This is a shame, because the one thing everyone notices about us Americans is how much we want to be liked. That, at any rate, used to be the thing everyone noticed. I believe that following the events of last September, a widespread adjustment of attitudes has begun in the U.S.; an adjustment that proceeds a little further every time there is a news story about a German justice minister comparing the U.S. President to Hitler, every time a Saudi cleric denounces the Great Satan, every time a report like the one I have cited from Boston University appears. (That report, by the way, was featured on The O'Reilly Report, a popular TV news and comment program with a regular audience in the tens of millions.)

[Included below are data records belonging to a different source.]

PR #269, opened 2021-02-18
Simplify `Image` trait

### LINKED ISSUE #263: Remodel `Image` trait
Get rid of:

- associated type for `Args` by introducing a dedicated string-iterator type that can be constructed from a `vec` and whatever else we need
- associated types for `Volumes` and `Envs` by introducing a dedicated (string, string)-iterator type
- `with_args` function: nothing in the lib uses that
- `with_entrypoint` function: nothing in the lib uses that either
- get rid of `with_args` and `args` by providing dedicated overrides for `Docker::run` where we construct `Args::default` for them or where they can pass their own instance based on the associated type.
- also consider removing fixed `Default` bound and add it to the fn on the `Docker` trait

Make overriding `volumes` and `envs` optional by returning an empty iterator.

thomaseizinger:
Resolves #263.


thomaseizinger:
Superseded by #295.

PR #278, opened 2021-03-12
Add EventStoreDB image.

YoEight:


src/images/eventstoredb.rs
```diff
@@ -0,0 +1,102 @@
...
+    env_vars: HashMap<String, String>,
+}
+
+impl EventStoreDB {
+    pub fn insecure_mode(mut self) -> Self {
+        self.env_vars
+            .insert("EVENTSTORE_INSECURE".to_string(), "true".to_string());
+        self.env_vars.insert(
+            "EVENTSTORE_ENABLE_ATOM_PUB_OVER_HTTP".to_string(),
+            "true".to_string(),
```
thomaseizinger, line 32: I guess these could actually use `self.add_env_var` to avoid some of the duplication?

src/images/eventstoredb.rs
```diff
@@ -0,0 +1,102 @@
...
+    type EnvVars = HashMap<String, String>;
+    type Volumes = HashMap<String, String>;
+    type EntryPoint = std::convert::Infallible;
+
+    fn descriptor(&self) -> String {
+        format!("{}:{}", CONTAINER_IDENTIFIER, &self.tag)
+    }
+
+    fn ready_conditions(&self) -> Vec<WaitFor> {
+        vec![WaitFor::message_on_stdout("SPARTA")]
```
thomaseizinger, line 74: Is this a joke or does it actually emit "SPARTA" when the image is ready? :laughing:

src/images.rs
```diff
@@ -1,6 +1,7 @@
 pub mod coblox_bitcoincore;
 pub mod dynamodb_local;
 pub mod elasticmq;
+pub mod eventstoredb;
```
thomaseizinger, line 4: We usually name these modules after the Docker image name which in this case is `eventstore`.

thomaseizinger (commented):
Thank you for contributing and sorry for the late review!

thomaseizinger:
Closing because stale.

Issue #105, opened 2019-09-10
Investigate why we depend on OpenSSL


thomaseizinger:
Apparently, depending on testcontainers brings in a dependency on openssl. That shouldn't be the case because we don't do any networks requests (yet).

I do not think the yearning to be liked has departed from the American psyche yet, but it now finds itself sharing that psyche with some other wishes: principally, the desire that if we cannot be liked, we shall at least be respected. If it should become clear that Americans are to be denied even respect, I think quite a lot of us will settle for being feared. We are not much given to Latin tags nowadays, but there is one that keeps popping up in American newspapers and web sites, and which just this last week I actually saw printed on a T-shirt. The tag is the one Seneca denounced as a "vile, detestable and deadly sentiment," but which had a steady currency throughout the late-Republican, early-Imperial period of Roman rule: Oderint dum metuant — "Let them hate us, so long as they fear us."  I am with Seneca on this one; I hope things never come to that; but I am bound to say, from talking with and listening to my fellow Americans, that is the direction in which they are trending.